• [Exercise prompt]: In the listing below, the lines starting with the line with "Fix co-scheduling/affinity issues" and going on through the line with "- Remove co-scheduling" are to be reproduced exactly, and only those.

● ● ● ● ●

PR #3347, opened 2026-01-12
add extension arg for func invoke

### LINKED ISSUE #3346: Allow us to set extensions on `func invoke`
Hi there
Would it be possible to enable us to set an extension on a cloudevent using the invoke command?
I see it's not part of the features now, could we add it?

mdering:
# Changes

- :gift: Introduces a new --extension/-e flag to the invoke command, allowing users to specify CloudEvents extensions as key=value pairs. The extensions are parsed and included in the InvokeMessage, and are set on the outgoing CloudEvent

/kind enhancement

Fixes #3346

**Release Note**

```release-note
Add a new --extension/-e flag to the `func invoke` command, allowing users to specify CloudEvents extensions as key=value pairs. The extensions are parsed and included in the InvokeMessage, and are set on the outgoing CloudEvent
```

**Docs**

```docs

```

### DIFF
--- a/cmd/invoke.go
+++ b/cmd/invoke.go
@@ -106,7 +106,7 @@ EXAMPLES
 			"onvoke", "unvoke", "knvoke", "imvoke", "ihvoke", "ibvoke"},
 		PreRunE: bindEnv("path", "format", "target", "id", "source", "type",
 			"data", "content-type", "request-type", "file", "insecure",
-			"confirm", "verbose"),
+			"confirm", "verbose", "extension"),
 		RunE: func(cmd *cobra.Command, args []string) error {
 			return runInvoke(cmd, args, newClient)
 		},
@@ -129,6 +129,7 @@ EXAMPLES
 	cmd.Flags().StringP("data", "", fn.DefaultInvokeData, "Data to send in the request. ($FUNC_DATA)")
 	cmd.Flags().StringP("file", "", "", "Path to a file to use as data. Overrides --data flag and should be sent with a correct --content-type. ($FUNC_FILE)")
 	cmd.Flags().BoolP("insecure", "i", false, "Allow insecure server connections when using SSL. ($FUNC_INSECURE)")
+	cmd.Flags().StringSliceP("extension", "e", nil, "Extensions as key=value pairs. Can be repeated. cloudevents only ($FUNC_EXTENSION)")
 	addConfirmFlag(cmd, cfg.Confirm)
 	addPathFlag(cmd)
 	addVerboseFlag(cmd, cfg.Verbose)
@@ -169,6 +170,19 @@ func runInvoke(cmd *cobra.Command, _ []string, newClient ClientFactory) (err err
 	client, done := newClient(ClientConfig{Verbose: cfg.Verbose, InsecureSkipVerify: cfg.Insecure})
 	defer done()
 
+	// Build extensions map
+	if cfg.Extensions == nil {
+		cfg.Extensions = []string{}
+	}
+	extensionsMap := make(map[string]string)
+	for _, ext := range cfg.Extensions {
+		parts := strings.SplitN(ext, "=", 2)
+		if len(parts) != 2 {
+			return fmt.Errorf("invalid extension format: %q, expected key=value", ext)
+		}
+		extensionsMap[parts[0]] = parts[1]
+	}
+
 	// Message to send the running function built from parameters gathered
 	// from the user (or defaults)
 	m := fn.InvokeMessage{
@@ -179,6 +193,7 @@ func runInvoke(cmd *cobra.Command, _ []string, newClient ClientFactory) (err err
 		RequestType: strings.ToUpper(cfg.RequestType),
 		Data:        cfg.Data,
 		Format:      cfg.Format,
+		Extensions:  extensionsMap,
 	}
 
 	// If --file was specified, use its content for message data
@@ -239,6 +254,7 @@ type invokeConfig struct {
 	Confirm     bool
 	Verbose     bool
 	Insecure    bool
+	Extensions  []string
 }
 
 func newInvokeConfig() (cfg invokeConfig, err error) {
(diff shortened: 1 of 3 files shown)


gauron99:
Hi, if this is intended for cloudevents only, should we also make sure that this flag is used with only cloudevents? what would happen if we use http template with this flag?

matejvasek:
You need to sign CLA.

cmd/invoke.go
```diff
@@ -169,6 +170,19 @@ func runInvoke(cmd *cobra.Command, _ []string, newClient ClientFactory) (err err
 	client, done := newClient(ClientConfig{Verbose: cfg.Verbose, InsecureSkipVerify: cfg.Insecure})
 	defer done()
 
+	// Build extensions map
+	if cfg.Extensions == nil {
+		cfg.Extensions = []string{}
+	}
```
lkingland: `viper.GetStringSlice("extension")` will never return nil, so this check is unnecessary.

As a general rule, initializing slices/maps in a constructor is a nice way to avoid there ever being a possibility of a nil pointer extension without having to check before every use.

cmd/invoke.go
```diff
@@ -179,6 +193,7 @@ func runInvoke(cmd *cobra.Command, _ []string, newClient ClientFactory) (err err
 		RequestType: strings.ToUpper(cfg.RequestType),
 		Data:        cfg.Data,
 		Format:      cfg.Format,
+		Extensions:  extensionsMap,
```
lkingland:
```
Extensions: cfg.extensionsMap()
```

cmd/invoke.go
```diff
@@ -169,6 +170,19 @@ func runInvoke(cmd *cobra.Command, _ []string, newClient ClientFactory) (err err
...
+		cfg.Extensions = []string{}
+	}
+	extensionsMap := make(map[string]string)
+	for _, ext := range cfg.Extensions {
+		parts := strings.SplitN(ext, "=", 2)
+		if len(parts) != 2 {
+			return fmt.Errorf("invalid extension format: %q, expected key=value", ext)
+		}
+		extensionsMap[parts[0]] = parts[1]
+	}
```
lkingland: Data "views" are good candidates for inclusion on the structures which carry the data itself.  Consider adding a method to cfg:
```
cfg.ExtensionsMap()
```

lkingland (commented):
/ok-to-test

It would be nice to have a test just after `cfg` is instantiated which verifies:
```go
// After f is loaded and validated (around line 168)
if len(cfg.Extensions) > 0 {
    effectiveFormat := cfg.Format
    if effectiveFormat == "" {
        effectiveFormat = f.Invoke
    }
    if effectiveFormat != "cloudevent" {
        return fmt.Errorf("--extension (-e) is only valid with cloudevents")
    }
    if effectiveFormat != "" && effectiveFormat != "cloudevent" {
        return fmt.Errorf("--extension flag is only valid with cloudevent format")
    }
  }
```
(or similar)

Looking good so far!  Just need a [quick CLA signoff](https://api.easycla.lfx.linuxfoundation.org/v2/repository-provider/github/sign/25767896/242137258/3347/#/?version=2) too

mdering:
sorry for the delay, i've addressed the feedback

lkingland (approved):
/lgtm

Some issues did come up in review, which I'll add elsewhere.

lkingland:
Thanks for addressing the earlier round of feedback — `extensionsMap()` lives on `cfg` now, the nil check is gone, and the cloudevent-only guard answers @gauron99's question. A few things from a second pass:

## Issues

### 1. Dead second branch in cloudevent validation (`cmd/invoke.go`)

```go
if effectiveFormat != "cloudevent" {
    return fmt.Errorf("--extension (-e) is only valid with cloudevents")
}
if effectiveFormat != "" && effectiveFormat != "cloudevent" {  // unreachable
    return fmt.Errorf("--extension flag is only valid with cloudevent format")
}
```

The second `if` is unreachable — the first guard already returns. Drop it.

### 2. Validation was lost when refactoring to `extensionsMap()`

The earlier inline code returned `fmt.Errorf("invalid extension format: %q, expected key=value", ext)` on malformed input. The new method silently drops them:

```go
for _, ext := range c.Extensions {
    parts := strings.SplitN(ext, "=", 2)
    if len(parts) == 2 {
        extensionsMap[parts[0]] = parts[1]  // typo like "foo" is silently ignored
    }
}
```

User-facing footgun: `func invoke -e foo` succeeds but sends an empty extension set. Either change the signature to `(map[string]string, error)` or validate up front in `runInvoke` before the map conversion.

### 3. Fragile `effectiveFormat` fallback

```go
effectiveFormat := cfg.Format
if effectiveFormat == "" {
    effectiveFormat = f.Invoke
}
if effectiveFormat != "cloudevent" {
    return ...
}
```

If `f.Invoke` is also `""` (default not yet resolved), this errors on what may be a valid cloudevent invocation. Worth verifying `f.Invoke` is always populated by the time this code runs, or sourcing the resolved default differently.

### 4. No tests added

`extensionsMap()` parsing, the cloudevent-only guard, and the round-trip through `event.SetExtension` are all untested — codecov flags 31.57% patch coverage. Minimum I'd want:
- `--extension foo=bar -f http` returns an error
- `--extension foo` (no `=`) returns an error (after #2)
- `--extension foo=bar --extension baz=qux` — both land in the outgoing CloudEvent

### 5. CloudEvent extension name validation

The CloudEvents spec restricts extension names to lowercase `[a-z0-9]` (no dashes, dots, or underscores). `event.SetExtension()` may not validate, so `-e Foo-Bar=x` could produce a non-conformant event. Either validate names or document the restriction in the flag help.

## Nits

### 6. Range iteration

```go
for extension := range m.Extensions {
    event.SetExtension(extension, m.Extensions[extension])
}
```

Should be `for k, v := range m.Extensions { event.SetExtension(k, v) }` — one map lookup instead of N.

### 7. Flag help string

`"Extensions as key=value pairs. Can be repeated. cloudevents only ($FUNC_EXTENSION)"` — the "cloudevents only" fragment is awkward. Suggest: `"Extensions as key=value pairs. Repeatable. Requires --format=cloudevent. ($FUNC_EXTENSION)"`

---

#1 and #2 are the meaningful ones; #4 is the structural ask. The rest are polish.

● ● ● ● ●

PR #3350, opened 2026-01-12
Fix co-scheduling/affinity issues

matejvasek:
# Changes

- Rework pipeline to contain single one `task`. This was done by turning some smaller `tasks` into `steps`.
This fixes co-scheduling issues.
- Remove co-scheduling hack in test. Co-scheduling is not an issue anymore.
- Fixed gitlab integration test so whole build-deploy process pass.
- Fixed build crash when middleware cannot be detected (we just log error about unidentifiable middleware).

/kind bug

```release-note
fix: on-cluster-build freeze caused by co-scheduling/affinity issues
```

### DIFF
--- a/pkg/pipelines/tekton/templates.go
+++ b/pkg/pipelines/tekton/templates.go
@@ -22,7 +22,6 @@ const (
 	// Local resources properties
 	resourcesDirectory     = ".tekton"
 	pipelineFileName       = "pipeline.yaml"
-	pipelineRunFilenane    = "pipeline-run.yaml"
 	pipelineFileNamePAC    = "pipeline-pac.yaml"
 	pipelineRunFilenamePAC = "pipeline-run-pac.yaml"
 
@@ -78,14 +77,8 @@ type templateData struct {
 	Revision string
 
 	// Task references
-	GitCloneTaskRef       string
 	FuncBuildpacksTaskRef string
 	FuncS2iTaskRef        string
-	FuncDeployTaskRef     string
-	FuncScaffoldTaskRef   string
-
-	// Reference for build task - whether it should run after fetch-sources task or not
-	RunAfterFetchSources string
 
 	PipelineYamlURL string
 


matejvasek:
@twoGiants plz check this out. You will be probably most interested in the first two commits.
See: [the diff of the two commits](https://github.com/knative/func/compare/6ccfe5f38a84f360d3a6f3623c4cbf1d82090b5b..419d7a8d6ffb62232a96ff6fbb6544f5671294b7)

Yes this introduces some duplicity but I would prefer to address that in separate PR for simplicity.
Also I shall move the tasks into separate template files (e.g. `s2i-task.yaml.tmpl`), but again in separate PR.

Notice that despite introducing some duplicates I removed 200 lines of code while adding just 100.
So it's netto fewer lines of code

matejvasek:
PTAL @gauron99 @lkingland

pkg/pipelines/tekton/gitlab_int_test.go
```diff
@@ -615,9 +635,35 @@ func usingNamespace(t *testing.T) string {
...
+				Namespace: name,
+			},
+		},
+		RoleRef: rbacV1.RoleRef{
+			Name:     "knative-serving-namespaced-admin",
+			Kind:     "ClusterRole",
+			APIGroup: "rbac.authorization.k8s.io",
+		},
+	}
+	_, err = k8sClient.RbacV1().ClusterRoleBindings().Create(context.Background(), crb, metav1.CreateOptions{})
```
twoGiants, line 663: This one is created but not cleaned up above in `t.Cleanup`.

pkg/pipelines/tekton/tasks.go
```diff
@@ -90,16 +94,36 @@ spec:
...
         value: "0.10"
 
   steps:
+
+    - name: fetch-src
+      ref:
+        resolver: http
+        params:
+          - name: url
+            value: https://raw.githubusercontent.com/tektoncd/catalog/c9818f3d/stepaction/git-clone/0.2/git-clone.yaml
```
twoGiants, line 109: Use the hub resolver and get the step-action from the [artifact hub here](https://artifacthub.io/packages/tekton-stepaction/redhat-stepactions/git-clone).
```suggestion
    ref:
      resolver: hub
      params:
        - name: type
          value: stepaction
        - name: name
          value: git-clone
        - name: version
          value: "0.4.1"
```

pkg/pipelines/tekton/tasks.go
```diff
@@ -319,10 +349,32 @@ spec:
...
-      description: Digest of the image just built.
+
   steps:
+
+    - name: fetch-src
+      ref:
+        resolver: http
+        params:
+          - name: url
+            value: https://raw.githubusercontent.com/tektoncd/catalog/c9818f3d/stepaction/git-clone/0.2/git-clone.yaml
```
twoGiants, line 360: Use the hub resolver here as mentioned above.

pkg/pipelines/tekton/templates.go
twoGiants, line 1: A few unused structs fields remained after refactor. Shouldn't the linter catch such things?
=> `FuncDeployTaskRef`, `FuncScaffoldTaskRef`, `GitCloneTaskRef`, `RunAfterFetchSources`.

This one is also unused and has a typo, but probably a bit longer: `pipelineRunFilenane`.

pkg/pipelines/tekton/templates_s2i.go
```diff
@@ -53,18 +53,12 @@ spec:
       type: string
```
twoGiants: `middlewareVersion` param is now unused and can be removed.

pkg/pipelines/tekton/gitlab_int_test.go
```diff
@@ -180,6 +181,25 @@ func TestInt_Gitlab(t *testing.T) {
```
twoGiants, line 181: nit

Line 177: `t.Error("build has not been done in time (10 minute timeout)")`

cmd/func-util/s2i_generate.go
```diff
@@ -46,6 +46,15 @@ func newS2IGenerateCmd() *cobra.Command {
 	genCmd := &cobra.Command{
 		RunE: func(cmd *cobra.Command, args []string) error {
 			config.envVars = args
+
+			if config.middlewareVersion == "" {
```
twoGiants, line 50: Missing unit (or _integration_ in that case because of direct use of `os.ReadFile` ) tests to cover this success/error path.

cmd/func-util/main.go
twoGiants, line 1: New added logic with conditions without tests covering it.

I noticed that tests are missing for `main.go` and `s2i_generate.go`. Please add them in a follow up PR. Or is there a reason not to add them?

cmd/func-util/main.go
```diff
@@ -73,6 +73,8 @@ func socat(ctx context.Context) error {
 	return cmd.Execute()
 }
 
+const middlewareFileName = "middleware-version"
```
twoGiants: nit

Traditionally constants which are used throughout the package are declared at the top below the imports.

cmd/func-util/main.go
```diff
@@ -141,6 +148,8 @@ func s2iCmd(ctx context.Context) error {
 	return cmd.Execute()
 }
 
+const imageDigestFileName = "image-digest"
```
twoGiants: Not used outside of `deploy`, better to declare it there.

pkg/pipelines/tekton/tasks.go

● ● ● ● ●

• [Answer to this exercise]:
Fix co-scheduling/affinity issues

matejvasek:
# Changes

- Rework pipeline to contain single one `task`. This was done by turning some smaller `tasks` into `steps`.
This fixes co-scheduling issues.
- Remove co-scheduling hack in test. Co-scheduling is not an issue anymore.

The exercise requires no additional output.